We are so grateful to CurePDE and the various research teams around the world (especially Dr. Coughlin and his team in Colorado) for all the work they are doing. We were so fortunate to attend the first family weekend in Texas. It was surreal finally meeting other families and their beautiful children with PDE and sharing our common experiences of all the trials we endured to find a diagnosis and access the best treatment to allow our children to thrive in spite of PDE. I had no idea how close we might be to newborn screening of PDE, nor what a labor of love it had taken to reach this point, and even a possible curative treatment in the not so distant future. Cleo loves protein, much like most kids crave candy. She doesn’t care about candy but desires anything high in protein, it’s uncanny and challenging.
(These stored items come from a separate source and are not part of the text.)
PR #981, opened 2024-06-26
Cleanup `*Report` classes as simple protocols with only methods

### LINKED ISSUE #823: Power Manager `_Report`, `Report` and `BatteryPoolReport` have the wrong hierarchy

shsms:
This was required to remove the explicit casting of the `_Report` type to the `*PoolReport` protocol types.

Closes #823

### DIFF
--- a/src/frequenz/sdk/actor/_power_managing/_base_classes.py
+++ b/src/frequenz/sdk/actor/_power_managing/_base_classes.py
@@ -46,60 +46,8 @@ class ReportRequest:
         return f"power_manager.report.{self.component_ids=}.{self.priority=}"
 
 
-class Report(typing.Protocol):
-    """Current PowerManager report for a set of components.
-
-    This protocol can be specialized by different component pools to provide more
-    specific details and documentation for the reports.
-    """
-
-    @property
-    def bounds(self) -> timeseries.Bounds[Power] | None:
-        """The bounds for the components.
-
-        These bounds are adjusted to any restrictions placed by actors with higher
-        priorities.
-
-        There might be exclusion zones within these bounds. If necessary, the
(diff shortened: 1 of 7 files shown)


llucax (approved):
:tada:

Issue #818, opened 2023-12-11
SDK power_status interface to receive bounds is very spammy


Marenz:
### What happened?

The new versions of the SDK send power bounds updates multiple times per second without any bound changing. This is visible both with real hardware and with the sandbox:

17:41:48,031,31 INFO     [fcr_balancing_actor.py:243] Battery power bounds changed to [-1.262 MW, 1.31 MW]
17:41:48,037,37 INFO     [fcr_balancing_actor.py:243] Battery power bounds changed to [-1.262 MW, 1.31 MW]
17:41:48,237,237 INFO     [fcr_balancing_actor.py:243] Battery power bounds changed to [-1.262 MW, 1.31 MW]
17:41:48,246,246 INFO     [fcr_balancing_actor.py:243] Battery power bounds changed to [-1.262 MW, 1.31 MW]
17:41:48,435,435 INFO     [fcr_balancing_actor.py:243] Battery power bounds changed to [-1.262 MW, 1.31 MW]
17:41:48,443,443 INFO     [fcr_balancing_actor.py:243] Battery power bounds changed to [-1.262 MW, 1.31 MW]
17:41:48,636,636 INFO     [fcr_balancing_actor.py:243] Battery power bounds changed to [-1.262 MW, 1.31 MW]
17:41:48,646,646 INFO     [fcr_balancing_actor.py:243] Battery power bounds changed to [-1.262 MW, 1.31 MW]
17:41:48,840,840 INFO     [fcr_balancing_actor.py:243] Battery power bounds changed to [-1.262 MW, 1.31 MW]
17:41:48,846,846 INFO     [fcr_balancing_actor.py:243] Battery power bounds changed to [-1.262 MW, 1.31 MW]
17:41:49,025,25 INFO     [fcr_balancing_actor.py:243] Battery power bounds changed to [-1.262 MW, 1.31 MW]
17:41:49,034,34 INFO     [fcr_balancing_actor.py:243] Battery power bounds changed to [-1.262 MW, 1.31 MW]
17:41:49,240,240 INFO     [fcr_balancing_actor.py:243] Battery power bounds changed to [-1.262 MW, 1.31 MW]
17:41:49,248,248 INFO     [fcr_balancing_actor.py:243] Battery power bounds changed to [-1.262 MW, 1.31 MW]
17:41:49,430,430 INFO     [fcr_balancing_actor.py:243] Battery power bounds changed to [-1.262 MW, 1.31 MW]
[...]

PR #998, opened 2024-07-02
Remove power distribution results from `Report` objects

shsms:
Instead, this PR makes the power distribution results available directly from the `*Pool`s.

This should go some way towards reducing the frequency of `Report` objects as reported in #818

### DIFF
--- a/pyproject.toml
+++ b/pyproject.toml
@@ -30,7 +30,7 @@ dependencies = [
   # changing the version
   # (plugins.mkdocstrings.handlers.python.import)
   "frequenz-client-microgrid >= 0.4.0, < 0.5.0",
-  "frequenz-channels >= 1.0.0-rc1, < 2.0.0",
+  "frequenz-channels >= 1.1.0, < 2.0.0",
   "networkx >= 2.8, < 4",
   "numpy >= 1.26.4, < 2",
   "typing_extensions >= 4.6.1, < 5",
--- a/src/frequenz/sdk/_internal/_channels.py
+++ b/src/frequenz/sdk/_internal/_channels.py
@@ -12,6 +12,7 @@ from frequenz.channels import Receiver
 from ._asyncio import cancel_and_await
 
 T_co = typing.TypeVar("T_co", covariant=True)
+U_co = typing.TypeVar("U_co", covariant=True)
 
 
 class ReceiverFetcher(typing.Generic[T_co], typing.Protocol):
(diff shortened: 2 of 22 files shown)


shsms:
Draft until channel release with `filter` on receivers.

shsms:
Based on #1000.

shsms:
This is now ready.  `ReceiverFetcherWith` is internal, but still could use a better name I think, if anyone has any ideas.

llucax:
> This is now ready. `ReceiverFetcherWith` is internal, but still could use a better name I think, if anyone has any ideas.

Who doesn't like to get involved in a nice and long name discussion? :laughing:

src/frequenz/sdk/_internal/_channels.py
```diff
@@ -29,6 +31,37 @@ def new_receiver(self, *, limit: int = 50) -> Receiver[T_co]:
         """
 
 
+class ReceiverFetcherWith(ReceiverFetcher[U_co], typing.Generic[T_co, U_co]):
```
llucax: So about the name discussion, I would mimic `Receiver` and say this is a `MappingReceiverFetcher`, and call the `manipulator` a `mapping_function`?

llucax:
```suggestion
class ReceiverFetcherWith(typing.Generic[T_co, U_co]):
```

Inheriting from a protocol will make this a protocol, but we actually don't want this to be a protocol in itself, just a regular class that happens to implement the `ReceiverFetcher` protocol, right?

pyproject.toml
```diff
@@ -30,7 +30,7 @@ dependencies = [
   # changing the version
   # (plugins.mkdocstrings.handlers.python.import)
   "frequenz-client-microgrid >= 0.4.0, < 0.5.0",
-  "frequenz-channels >= 1.0.0-rc1, < 2.0.0",
+  "frequenz-channels >= 1.1.0, < 2.0.0",
```
llucax, line 33: You must be happy about finally getting rid of the `-rc1` :laughing:

Just as a heads up, once we reach *the real 1.0.0* :tm: for the SDK, we can't bump minimum dependencies anymore.

Also, while you are upgrading, wouldn't it make sense to also replace the `LatestValueCache` with the one in channels? But OK to do in a separate PR too.

llucax (commented):
Just a few small comments.

src/frequenz/sdk/_internal/_channels.py
shsms: changed.

shsms: true, it should be fine without deriving from it.  changed.

pyproject.toml
shsms: > You must be happy about finally getting rid of the -rc1 😆

properly happy. :-)

> Also, while you are upgrading, wouldn't it make sense to also replace the LatestValueCache with the one in channels? But OK to do in a separate PR too.

will do it separately.

llucax (approved):

PR #999, opened 2024-07-08
Resync the resampler on system time changes (take 2)

llucax:
This PR builds on top of #802 by using a new timer that is attached to the wall clock instead of the monotonic clock, and can be used to trigger resampling windows. It is a replacement for the channels Timer class.

This should fix the issue with the resampling windows being too small when the system clock is not in sync with the wall clock.

**Status:** Some code adjustments might still be needed, but for sure the big chunk of work pending are the tests, as testing this it is very complex as one need to emulate both the wall clock and the monotonic clock and the different ways they can be out of sync.


llucax:
Replaced by:

* https://github.com/frequenz-floss/frequenz-sdk-python/pull/1249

The idea that one day she can eat whatever she wants without us always having to keep check is something we are so excited about. We are also excited for future families of children with PDE not having to go through what we did with Cleo. A diagnosis of a rare metabolic disorder is a shock but imagine a time when you find out within a week of your child’s birth and have an effective treatment that will protect them from seizures and developmental delay, and allow them to follow a normal diet. I truly believe CurePDE has come at the right time to provide the momentum toward this goal.